**About this exercise**
Where does the word "group" occur in the data below? Copy each line that holds it.

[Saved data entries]
-.-.-
PR #4255, opened 2026-01-01
Guard Instant Results facets against invalid taxonomy values

### LINKED ISSUE #4254: BUG: Fatal error in Instant Results facets when ep_facet_include_taxonomies contains a taxonomy slug string (e.g. internal_tags)
### Describe the bug

When ElasticPress Instant Results builds taxonomy facets, it fetches public taxonomies as objects and then applies the ep_facet_include_taxonomies filter. If any plugin/theme returns a taxonomy slug string (or any non-WP_Taxonomy value) in that filtered array, ElasticPress calls get_taxonomy_labels() with a string instead of a WP_Taxonomy object, which triggers a PHP fatal error in core (wp-includes/taxonomy.php:708: “Attempt to assign property labels on string”). This can take down wp-admin (Dashboard load) because Instant Results registers routes/schemas during admin load.

I confirmed this happens in my environment and verified that adding a defensive guard to normalize string slugs via get_taxonomy() (and skipping invalid entries) prevents the fatal.

### Steps to Reproduce

1. Install and activate ElasticPress 5.3.2.

2. Add a filter on ep_facet_include_taxonomies that appends a taxonomy slug string (instead of returning the expected slug => WP_Taxonomy objects array). For example, add this to a plugin or mu-plugin:

```
 add_filter( 'ep_facet_include_taxonomies', function ( $taxonomies ) {
     // Incorrect return type, but currently possible in real-world integrations:
    return array_merge( $taxonomies, [ 'internal_tags' ] );
 }, 1 );
```

 
3. Log in to wp-admin.

4. Visit either of these admin pages:
 Dashboard: /wp-admin/
 ElasticPress admin screen: /wp-admin/admin.php?page=elasticpress
 
**Error observed**

PHP fatal error: Attempt to assign property "labels" on string in wp-includes/taxonomy.php:708

Stack trace shows: ElasticPress\Feature\InstantResults\InstantResults->get_facets() calling get_taxonomy_labels('internal_tags').

Image
Image

**Expected behavior**

ElasticPress should not fatal if ep_facet_include_taxonomies returns unexpected values. Instant Results should validate/normalize each taxonomy entry before calling get_taxonomy_labels() (e.g., if the value is a string slug, resolve it via get_taxonomy(); if it is not a valid WP_Taxonomy, skip it).

_No response_

### Environment information

PHP: 8.4
WordPress: 6.9
ElasticPress: 5.3.2 (works on 4.7.2; fatal on 5.3.2 in my case)

_No response_

### Code of Conduct

laraib15:
### Description of the Change

This PR prevents a fatal error in Instant Results taxonomy facets when the `ep_facet_include_taxonomies` filter returns unexpected values (e.g., a taxonomy slug string such as `internal_tags` rather than a `WP_Taxonomy` object).

`InstantResults::get_facets()` currently assumes each filtered taxonomy entry is a `WP_Taxonomy` object and passes it directly to `get_taxonomy_labels()`. If a third-party integration appends a slug string, WordPress core fatals when it tries to treat a string as an object (e.g., `Attempt to assign property "labels" on string` in `wp-includes/taxonomy.php`).

This change adds a defensive guard in the taxonomy facets loop:
- If the value is a string slug, normalize it via `get_taxonomy( $slug )`
- If the value cannot be resolved to `WP_Taxonomy`, skip it

This prevents wp-admin lockouts while preserving existing behavior for correctly shaped data.

Closes #4254

### How to test the Change

1. Install and activate ElasticPress 5.3.2 and enable Instant Results.
2. Add the reproduction filter from issue #4254 (appends `internal_tags` as a string via `ep_facet_include_taxonomies`).
3. Log in to wp-admin and visit:
   - `/wp-admin/`
   - `/wp-admin/admin.php?page=elasticpress`
4. Confirm both pages load successfully and no fatal error occurs.

Verified on: WordPress 6.9; PHP 8.4.

### Changelog Entry

> Fixed - Prevent fatal error in Instant Results facets when `ep_facet_include_taxonomies` returns non-`WP_Taxonomy` values.

### Credits

Props @laraib15

### Checklist:

### DIFF
--- a/includes/classes/Feature/InstantResults/InstantResults.php
+++ b/includes/classes/Feature/InstantResults/InstantResults.php
@@ -626,6 +626,14 @@ class InstantResults extends Feature {
 		$taxonomies = apply_filters( 'ep_facet_include_taxonomies', $taxonomies );
 
 		foreach ( $taxonomies as $slug => $taxonomy ) {
+			if ( is_string( $taxonomy ) ) {
+				$slug     = $taxonomy;
+				$taxonomy = get_taxonomy( $slug );
+			}
+
+			if ( ! ( $taxonomy instanceof \WP_Taxonomy ) ) {
+				continue;
+			}
 			$name   = 'tax-' . $slug;
 			$labels = get_taxonomy_labels( $taxonomy );
 
--- a/includes/classes/Feature/InstantResults/InstantResults.php
+++ b/includes/classes/Feature/InstantResults/InstantResults.php
@@ -631,21 +631,22 @@ class InstantResults extends Feature {
 				$taxonomy = get_taxonomy( $slug );
 			}
 
-				if ( ! ( $taxonomy instanceof \WP_Taxonomy ) ) {
-					_doing_it_wrong(
-						__METHOD__,
-						sprintf(
-							/* translators: %s is a taxonomy slug. */
-							esc_html__(
-								'Invalid taxonomy "%s" returned via ep_facet_include_taxonomies filter',
-								'elasticpress'
-							),
-							$slug
+			if ( ! ( $taxonomy instanceof \WP_Taxonomy ) ) {
+				_doing_it_wrong(
+					__METHOD__,
+					sprintf(
+					/* translators: %s is a taxonomy slug. */
+						esc_html__(
+							'Invalid taxonomy "%s" returned via ep_facet_include_taxonomies filter',
+							'elasticpress'
 						),
-						'ElasticPress 5.3.2'
-					);
-					continue;
-				}
+						esc_html( $slug )
+					),
+					'ElasticPress 5.3.3'
+				);
+				continue;
+			}
+
 			$name   = 'tax-' . $slug;
 			$labels = get_taxonomy_labels( $taxonomy );
 
--- a/includes/classes/Feature/InstantResults/InstantResults.php
+++ b/includes/classes/Feature/InstantResults/InstantResults.php
@@ -631,9 +631,21 @@ class InstantResults extends Feature {
 				$taxonomy = get_taxonomy( $slug );
 			}
 
-			if ( ! ( $taxonomy instanceof \WP_Taxonomy ) ) {
-				continue;
-			}
+				if ( ! ( $taxonomy instanceof \WP_Taxonomy ) ) {
+					_doing_it_wrong(
+						__METHOD__,
+						sprintf(
+							/* translators: %s is a taxonomy slug. */
+							esc_html__(
+								'Invalid taxonomy "%s" returned via ep_facet_include_taxonomies filter',
+								'elasticpress'
+							),
+							$slug
+						),
+						'ElasticPress 5.3.2'
+					);
+					continue;
+				}
 			$name   = 'tax-' . $slug;
 			$labels = get_taxonomy_labels( $taxonomy );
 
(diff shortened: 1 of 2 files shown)


includes/classes/Feature/InstantResults/InstantResults.php
```diff
@@ -624,6 +624,14 @@ public function get_facets() {
...
 
 		foreach ( $taxonomies as $slug => $taxonomy ) {
+			if ( is_string( $taxonomy ) ) {
+				$slug     = $taxonomy;
+				$taxonomy = get_taxonomy( $slug );
+			}
+
+			if ( ! ( $taxonomy instanceof \WP_Taxonomy ) ) {
+				continue;
+			}
```
felipeelia, line 648: Instead of silently continuing here, let's add a _doing_it_wrong() call, so developers can know something is going wrong. You can follow what we do [here](https://github.com/10up/ElasticPress/blob/01987fb5c0b07c1154e6e8c5644ef06f385ee060/includes/classes/ElasticPressIo.php#L32).

It would be awesome if we could also add a unit test for this method (and this _doing_it_wrong call) to the `tests/php/features/TestInstantResults.php` file.

felipeelia (changes requested):
@laraib15 thanks for the PR! Do you mind addressing my comment there so we can merge it in 5.3.3?

includes/classes/Feature/InstantResults/InstantResults.php
laraib15: Hi! I’ve implemented the requested change.

Added a _doing_it_wrong() call when ep_facet_include_taxonomies returns an invalid taxonomy (includes the taxonomy slug in the message; version set to ElasticPress 5.3.2).

Added a unit test in tests/php/features/TestInstantResults.php

felipeelia: Thanks, @laraib15! I have linters running now, but I can already say some indentations there will need to be fixed (you can see the misalignment when you check your code here on GitHub)

Also, the next version is actually 5.3.3 and not 5.3.2, as you added. Mind making those changes, please? (It is worth waiting for GitHub Actions to run, just in case there is something else.)

laraib15: @felipeelia i have pushed the fixes. Please take a look when you get a chance.

tests/php/features/TestInstantResults.php
```diff
@@ -218,4 +218,59 @@ function () {
...
 		$feature->after_update_feature( 'instant-results', [], [ 'active' => false ] );
 	}
+		/**
+		 * Ensure invalid taxonomy values returned from ep_facet_include_taxonomies
+		 * are skipped and logged via _doing_it_wrong().
+		 *
+		 * @group instant-results
+		 * @since 5.3.3
+		 */
+	public function test_invalid_taxonomy_from_facet_filter_triggers_doing_it_wrong_and_is_skipped() {
```
felipeelia:
```suggestion

	/**
	 * Ensure invalid taxonomy values returned from ep_facet_include_taxonomies
	 * are skipped and logged via _doing_it_wrong().
	 *
	 * @group instant-results
	 * @since 5.3.3
	 */
	public function test_invalid_taxonomy_from_facet_filter_triggers_doing_it_wrong_and_is_skipped() {
```

felipeelia: Indentations will need to be fixed here as well (and also that extra line before the other method and this docblock)

felipeelia (changes requested):
We're almost there, @laraib15! just this last detail and we should be done

tests/php/features/TestInstantResults.php
laraib15: @felipeelia Fixed the indentation issues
-.-.-
**Response area**
+		 * @group instant-results
	 * @group instant-results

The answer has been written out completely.